• PROBLEM: Reproduce the listing below precisely, leaving every line intact.

┌─ RECORDS TO USE

PR #855, opened 2018-07-31
Pass isPages parameter to error on FETCH_PAGES

planarvoid:
We were not passing the `isPages` parameter on error. This causes the `causeOfChange` field to be `FETCH_POSTS` instead of `FETCH_PAGES` when we are fetching pages.


aforcier:
> LGTM, but there is something funky going on with Travis :/.

The issue is that the `PostXMLRPCClient` also uses `FetchPostsResponsePayload` and needs to be updated to the new usage as well.

planarvoid:
@aforcier I've fixed the issue 👍

0nko:
:shipit:

PR #856, opened 2018-08-02
Add ability to fetch order counts with optional filter

AmandaRiu:
Add logic to process request for a count of orders optionally filtered by order status. This is part of the project to add a "Orders to fulfill" card to the dashboard of the WooCommerce-Android app.

### API
No API endpoint for requesting just the total count of orders so while I've added a new `FETCH[ED]_ORDERS_COUNT` action, I'm reusing the fetchOrders() api endpoint to fetch the list of orders and just counting the results. Since it's done this way, I've continued to use the default value for the `per_page` parameter. So the maximum count returned will be this value. I plan on using the `canLoadMore` value to determine how the count should be displayed. 

**Using this view as an example:**

orders

_If `canLoadMore=true` and `count=50`_, then the title would be:

> **You have 50+ orders to fulfill**

### DB
The results of using this new feature are **not saved to the database**, even though we are fetching full orders to build the result from. This is to keep the orders list view in proper sync since currently we drop all orders from the table and repopulate it after after successful orders fetch. This method will definitely be used by the dashboard to get and display a count, but we have no idea what the current order list view is filtered by or actively displaying. If the user clicks the **VIEW ORDERS** button, then the app will navigate to the orders view and a request to officially fetch all `processing` orders would be executed.

### Dispatching and handling the response
Since the database is not at all involved in this feature, the OnOrderChanged event contains all the information needed to fulfill the request. I've reused the `rowsAffected` property and populate it with the total order count and the `canLoadMore` property controls whether or not a `+` symbol is appended to the total count in the UI.  

**Note:** _I actually struggled with this because the `rowsAffected` field is always used to represent total records in the database, so my use is actually misleading. Would love to get some other peoples opinions on this and will happily add this field if anyone else also thinks it's a good idea._ 🤓

## Testing

1. Added new tests to the release and mocked WC orders tests.
2. Added a new button to the Example app:

screenshot_1533188655

Clicking the `FETCH ORDERS COUNT` button will open a dialog window: 

screenshot_1533188691

**Options:**
- Leave blank: fetch all orders (no filter)
screen shot no filter

- Enter a single order status: will fetch a count of orders by that order status.

screen shot 2018-08-02 at 12 47 03 am

 cc: @nbradbury @aforcier

### DIFF
--- a/example/src/main/java/org/wordpress/android/fluxc/example/WooCommerceFragment.kt
+++ b/example/src/main/java/org/wordpress/android/fluxc/example/WooCommerceFragment.kt
@@ -198,6 +198,9 @@ class WooCommerceFragment : Fragment() {
 
         getFirstWCSite()?.let { site ->
             wcOrderStore.getOrdersForSite(site).let { orderList ->
+                // We check if the rowsAffected value is zero because not all events will causes data to be
+                // saved to the orders table (such as the FETCH-ORDERS-COUNT...so the orderList would always
+                // be empty even if there were orders available.
                 if (orderList.isEmpty() && event.rowsAffected == 0) {
                     prependToLog("No orders were stored for site " + site.name + " =(")
                     return
--- a/example/src/main/java/org/wordpress/android/fluxc/example/WooCommerceFragment.kt
+++ b/example/src/main/java/org/wordpress/android/fluxc/example/WooCommerceFragment.kt
@@ -12,6 +12,7 @@ import org.greenrobot.eventbus.Subscribe
 import org.greenrobot.eventbus.ThreadMode
 import org.wordpress.android.fluxc.Dispatcher
 import org.wordpress.android.fluxc.action.WCOrderAction.FETCH_ORDERS
+import org.wordpress.android.fluxc.action.WCOrderAction.FETCH_ORDERS_COUNT
 import org.wordpress.android.fluxc.action.WCOrderAction.FETCH_ORDER_NOTES
 import org.wordpress.android.fluxc.action.WCOrderAction.POST_ORDER_NOTE
 import org.wordpress.android.fluxc.action.WCOrderAction.UPDATE_ORDER_STATUS
@@ -25,6 +26,7 @@ import org.wordpress.android.fluxc.model.WCOrderNoteModel
 import org.wordpress.android.fluxc.network.rest.wpcom.wc.order.CoreOrderStatus
 import org.wordpress.android.fluxc.store.WCOrderStore
 import org.wordpress.android.fluxc.store.WCOrderStore.FetchOrderNotesPayload
+import org.wordpress.android.fluxc.store.WCOrderStore.FetchOrdersCountPayload
 import org.wordpress.android.fluxc.store.WCOrderStore.FetchOrdersPayload
 import org.wordpress.android.fluxc.store.WCOrderStore.OnOrderChanged
 import org.wordpress.android.fluxc.store.WCOrderStore.PostOrderNotePayload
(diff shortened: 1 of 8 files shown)


AmandaRiu:
@nbradbury Ready for review, but can't be merged until #854 is merged.

nbradbury:
It's a shame there's no endpoint for requesting a count since getting the order list can be a heavy response, but I just perused the Woo API docs and I also see no other way.

nbradbury:
> I actually struggled with this because the rowsAffected field is always used to represent total records in the database, so my use is actually misleading. Would love to get some other peoples opinions on this and will happily add this field if anyone else also thinks it's a good idea.

I'm torn on this as well but it seems like rather than rely on `OnOrderChanged` we should have something specific to getting just the count. Is there some reason we _have_ to use `OnOrderChanged`?

plugins/woocommerce/src/main/kotlin/org/wordpress/android/fluxc/store/WCOrderStore.kt
```diff
@@ -155,6 +182,10 @@ class WCOrderStore @Inject constructor(dispatcher: Dispatcher, private val wcOrd
         wcOrderRestClient.fetchOrders(payload.site, offset, payload.statusFilter)
     }
 
+    private fun fetchOrdersCount(payload: FetchOrdersCountPayload) {
+        with(payload) { wcOrderRestClient.fetchOrders(site, 0, statusFilter, countOnly = true) }
```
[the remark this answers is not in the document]
AmandaRiu: @nbradbury I could do that, but then I'd have to also label the `statusFilter` param as well since in Kotlin once you declare the argument label you have to do it for every argument following.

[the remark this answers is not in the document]
nbradbury: Bah, forgot about that. Ignore me :)

example/src/main/java/org/wordpress/android/fluxc/example/WooCommerceFragment.kt
```diff
@@ -178,7 +198,7 @@ class WooCommerceFragment : Fragment() {
 
         getFirstWCSite()?.let { site ->
             wcOrderStore.getOrdersForSite(site).let { orderList ->
-                if (orderList.isEmpty()) {
+                if (orderList.isEmpty() && event.rowsAffected == 0) {
```
nbradbury: I think this could use a comment explaining why we're now checking `event.rowsAffected`.

example/src/main/java/org/wordpress/android/fluxc/example/WooCommerceFragment.kt
```diff
@@ -204,6 +224,12 @@ class WooCommerceFragment : Fragment() {
                             prependToLog("Fetched ${event.rowsAffected} orders from: ${site.name}")
                         }
                     }
+                    FETCH_ORDERS_COUNT -> {
+                        val append = if (event.canLoadMore) "+" else ""
+                        event.statusFilter?.let {
+                            prependToLog("Count of $it orders: ${event.rowsAffected}$append")
```
nbradbury: TIL `$it`!

example/src/main/java/org/wordpress/android/fluxc/example/WooCommerceFragment.kt
AmandaRiu: Good idea...added in #a6e2306d75d7afa99e40fa3c832815e504ee13b1

AmandaRiu:
@nbradbury,

Thanks for looking this over!

> It's a shame there's no endpoint for requesting a count since getting the order list can be a heavy response, but I just perused the Woo API docs and I also see no other way.

Yeah I know...[I've submitted a ticket](https://github.com/woocommerce/wc-api-dev/issues/116) tho!

> I'm torn on this as well but it seems like rather than rely on OnOrderChanged we should have something specific to getting just the count. Is there some reason we have to use OnOrderChanged?

I'm using this because we are hitting the orders api, and eventually, that information will be included in the metadata of that fetch orders response. 

I added a little code comment as suggested. This is ready for a 2nd pass. Thank you!

nbradbury:
:shipit:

└─

• TASK SOLUTION:
PR #855, opened 2018-07-31
Pass isPages parameter to error on FETCH_PAGES

planarvoid:
We were not passing the `isPages` parameter on error. This causes the `causeOfChange` field to be `FETCH_POSTS` instead of `FETCH_PAGES` when we are fetching pages.


aforcier:
> LGTM, but there is something funky going on with Travis :/.

The issue is that the `PostXMLRPCClient` also uses `FetchPostsResponsePayload` and needs to be updated to the new usage as well.

planarvoid:
@aforcier I've fixed the issue 👍

0nko:
:shipit:

PR #856, opened 2018-08-02
Add ability to fetch order counts with optional filter

AmandaRiu:
Add logic to process request for a count of orders optionally filtered by order status. This is part of the project to add a "Orders to fulfill" card to the dashboard of the WooCommerce-Android app.

### API
No API endpoint for requesting just the total count of orders so while I've added a new `FETCH[ED]_ORDERS_COUNT` action, I'm reusing the fetchOrders() api endpoint to fetch the list of orders and just counting the results. Since it's done this way, I've continued to use the default value for the `per_page` parameter. So the maximum count returned will be this value. I plan on using the `canLoadMore` value to determine how the count should be displayed. 

**Using this view as an example:**

orders

_If `canLoadMore=true` and `count=50`_, then the title would be:

> **You have 50+ orders to fulfill**

### DB
The results of using this new feature are **not saved to the database**, even though we are fetching full orders to build the result from. This is to keep the orders list view in proper sync since currently we drop all orders from the table and repopulate it after after successful orders fetch. This method will definitely be used by the dashboard to get and display a count, but we have no idea what the current order list view is filtered by or actively displaying. If the user clicks the **VIEW ORDERS** button, then the app will navigate to the orders view and a request to officially fetch all `processing` orders would be executed.

### Dispatching and handling the response
Since the database is not at all involved in this feature, the OnOrderChanged event contains all the information needed to fulfill the request. I've reused the `rowsAffected` property and populate it with the total order count and the `canLoadMore` property controls whether or not a `+` symbol is appended to the total count in the UI.  

**Note:** _I actually struggled with this because the `rowsAffected` field is always used to represent total records in the database, so my use is actually misleading. Would love to get some other peoples opinions on this and will happily add this field if anyone else also thinks it's a good idea._ 🤓

## Testing

1. Added new tests to the release and mocked WC orders tests.
2. Added a new button to the Example app:

screenshot_1533188655

Clicking the `FETCH ORDERS COUNT` button will open a dialog window: 

screenshot_1533188691

**Options:**
- Leave blank: fetch all orders (no filter)
screen shot no filter

- Enter a single order status: will fetch a count of orders by that order status.

screen shot 2018-08-02 at 12 47 03 am

 cc: @nbradbury @aforcier

### DIFF
--- a/example/src/main/java/org/wordpress/android/fluxc/example/WooCommerceFragment.kt
+++ b/example/src/main/java/org/wordpress/android/fluxc/example/WooCommerceFragment.kt
@@ -198,6 +198,9 @@ class WooCommerceFragment : Fragment() {
 
         getFirstWCSite()?.let { site ->
             wcOrderStore.getOrdersForSite(site).let { orderList ->
+                // We check if the rowsAffected value is zero because not all events will causes data to be
+                // saved to the orders table (such as the FETCH-ORDERS-COUNT...so the orderList would always
+                // be empty even if there were orders available.
                 if (orderList.isEmpty() && event.rowsAffected == 0) {
                     prependToLog("No orders were stored for site " + site.name + " =(")
                     return
--- a/example/src/main/java/org/wordpress/android/fluxc/example/WooCommerceFragment.kt
+++ b/example/src/main/java/org/wordpress/android/fluxc/example/WooCommerceFragment.kt
@@ -12,6 +12,7 @@ import org.greenrobot.eventbus.Subscribe
 import org.greenrobot.eventbus.ThreadMode
 import org.wordpress.android.fluxc.Dispatcher
 import org.wordpress.android.fluxc.action.WCOrderAction.FETCH_ORDERS
+import org.wordpress.android.fluxc.action.WCOrderAction.FETCH_ORDERS_COUNT
 import org.wordpress.android.fluxc.action.WCOrderAction.FETCH_ORDER_NOTES
 import org.wordpress.android.fluxc.action.WCOrderAction.POST_ORDER_NOTE
 import org.wordpress.android.fluxc.action.WCOrderAction.UPDATE_ORDER_STATUS
@@ -25,6 +26,7 @@ import org.wordpress.android.fluxc.model.WCOrderNoteModel
 import org.wordpress.android.fluxc.network.rest.wpcom.wc.order.CoreOrderStatus
 import org.wordpress.android.fluxc.store.WCOrderStore
 import org.wordpress.android.fluxc.store.WCOrderStore.FetchOrderNotesPayload
+import org.wordpress.android.fluxc.store.WCOrderStore.FetchOrdersCountPayload
 import org.wordpress.android.fluxc.store.WCOrderStore.FetchOrdersPayload
 import org.wordpress.android.fluxc.store.WCOrderStore.OnOrderChanged
 import org.wordpress.android.fluxc.store.WCOrderStore.PostOrderNotePayload
(diff shortened: 1 of 8 files shown)


AmandaRiu:
@nbradbury Ready for review, but can't be merged until #854 is merged.

nbradbury:
It's a shame there's no endpoint for requesting a count since getting the order list can be a heavy response, but I just perused the Woo API docs and I also see no other way.

nbradbury:
> I actually struggled with this because the rowsAffected field is always used to represent total records in the database, so my use is actually misleading. Would love to get some other peoples opinions on this and will happily add this field if anyone else also thinks it's a good idea.

I'm torn on this as well but it seems like rather than rely on `OnOrderChanged` we should have something specific to getting just the count. Is there some reason we _have_ to use `OnOrderChanged`?

plugins/woocommerce/src/main/kotlin/org/wordpress/android/fluxc/store/WCOrderStore.kt
```diff
@@ -155,6 +182,10 @@ class WCOrderStore @Inject constructor(dispatcher: Dispatcher, private val wcOrd
         wcOrderRestClient.fetchOrders(payload.site, offset, payload.statusFilter)
     }
 
+    private fun fetchOrdersCount(payload: FetchOrdersCountPayload) {
+        with(payload) { wcOrderRestClient.fetchOrders(site, 0, statusFilter, countOnly = true) }
```
[the remark this answers is not in the document]
AmandaRiu: @nbradbury I could do that, but then I'd have to also label the `statusFilter` param as well since in Kotlin once you declare the argument label you have to do it for every argument following.

[the remark this answers is not in the document]
nbradbury: Bah, forgot about that. Ignore me :)

example/src/main/java/org/wordpress/android/fluxc/example/WooCommerceFragment.kt
```diff
@@ -178,7 +198,7 @@ class WooCommerceFragment : Fragment() {
 
         getFirstWCSite()?.let { site ->
             wcOrderStore.getOrdersForSite(site).let { orderList ->
-                if (orderList.isEmpty()) {
+                if (orderList.isEmpty() && event.rowsAffected == 0) {
```
nbradbury: I think this could use a comment explaining why we're now checking `event.rowsAffected`.

example/src/main/java/org/wordpress/android/fluxc/example/WooCommerceFragment.kt
```diff
@@ -204,6 +224,12 @@ class WooCommerceFragment : Fragment() {
                             prependToLog("Fetched ${event.rowsAffected} orders from: ${site.name}")
                         }
                     }
+                    FETCH_ORDERS_COUNT -> {
+                        val append = if (event.canLoadMore) "+" else ""
+                        event.statusFilter?.let {
+                            prependToLog("Count of $it orders: ${event.rowsAffected}$append")
```
nbradbury: TIL `$it`!

example/src/main/java/org/wordpress/android/fluxc/example/WooCommerceFragment.kt
AmandaRiu: Good idea...added in #a6e2306d75d7afa99e40fa3c832815e504ee13b1

AmandaRiu:
@nbradbury,

Thanks for looking this over!

> It's a shame there's no endpoint for requesting a count since getting the order list can be a heavy response, but I just perused the Woo API docs and I also see no other way.

Yeah I know...[I've submitted a ticket](https://github.com/woocommerce/wc-api-dev/issues/116) tho!

> I'm torn on this as well but it seems like rather than rely on OnOrderChanged we should have something specific to getting just the count. Is there some reason we have to use OnOrderChanged?

I'm using this because we are hitting the orders api, and eventually, that information will be included in the metadata of that fetch orders response. 

I added a little code comment as suggested. This is ready for a 2nd pass. Thank you!

nbradbury:
:shipit:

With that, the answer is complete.